TASK DIRECTIONS: Copy out each line below that has the word "martinpitt" in it.

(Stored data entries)
PR #16785, opened 2022-01-05
flatpak workflow: validate the generated metainfo

allisonkarlitskaya:
flathub suggests running `appstream-util validate` on each upstream
commit.  Add it to the flatpak testing workflow.

### DIFF
--- a/.github/workflows/flatpak-test.yml
+++ b/.github/workflows/flatpak-test.yml
@@ -12,7 +12,7 @@ jobs:
       - name: Install required build and test dependencies
         run: |
           sudo apt update
-          sudo apt install -y --no-install-recommends autoconf automake elfutils libglib2.0-dev libsystemd-dev xsltproc xmlto flatpak-builder xvfb cockpit-system
+          sudo apt install -y --no-install-recommends autoconf automake elfutils libglib2.0-dev libsystemd-dev xsltproc xmlto flatpak-builder xvfb cockpit-system appstream-util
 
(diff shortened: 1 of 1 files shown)


allisonkarlitskaya:
```
appstream-util: command not found
```

naja

.github/workflows/flatpak-test.yml
```diff
@@ -30,6 +30,9 @@ jobs:
       - name: Build and install flatpak
         run: sh -x containers/flatpak/install --user --install-deps-from=flathub
 
+      - name: Validate metainfo
+        run: appstream-util validate org.cockpit_project.CockpitClient.metainfo.xml
```
martinpitt, line 34: It's in the [appstream-util](https://packages.debian.org/search?searchon=contents&keywords=appstream-util&mode=path&suite=stable&arch=any) package, so needs to be added to apt above.

martinpitt: We already do this in tools/check-dist, maybe let's just add it there?

allisonkarlitskaya: The problem is that we don't generate this file, except as part of the `containers/flatpak/prepare` script.  Doing it from this workflow is definitely the right place for it, and only adds one more item that we need, when we're already installing stuff anyway.

martinpitt: Makes sense, thanks!

martinpitt (approved):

RESULT OF THE EXERCISE:
martinpitt, line 34: It's in the [appstream-util](https://packages.debian.org/search?searchon=contents&keywords=appstream-util&mode=path&suite=stable&arch=any) package, so needs to be added to apt above.
martinpitt: We already do this in tools/check-dist, maybe let's just add it there?
martinpitt: Makes sense, thanks!
martinpitt (approved):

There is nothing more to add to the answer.